WORK REQUIRED: From the listing below, work out how many lines contain "browse"; the answer is that number and nothing more.

RECORDS TO PROCESS:
PR #1078, opened 2023-03-08
feat: update special-exams library

zacharis278:
Adds extra parameter for attempt id when sending messages to external proctoring software

details: https://github.com/openedx/frontend-lib-special-exams/pull/86


varshamenon4 (approved):
Looks good!

PR #1080, opened 2023-03-09
feat: update special exams version

alangsto:
## [MST-1643](https://2u-internal.atlassian.net/browse/MST-1643)

Update the special exams lib, and ensure that `EXAMS_BASE_URL` is read from the environment. It should be nulled because it's being used to gate new exams behavior.


varshamenon4 (approved):
Looks good!

PR #1081, opened 2023-03-10
fix: discussion sidebar loads very slow

muhammadadeeltajamul:
Discussion was loading very slow because the iframe gets loaded first and then the call was made to load discussions MFE in sidebar. This process was taking more than 10 sec. 
After this change sidebar will be loaded by default but will be hidden. When user will click on sidebar button, sidebar will open instantly reducing the load time for user

Ticket Link: [inf-766](https://2u-internal.atlassian.net/browse/INF-766)


awais-ansari (approved):

ayesha-waris (approved):
LGTM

RESPONSE AREA: 2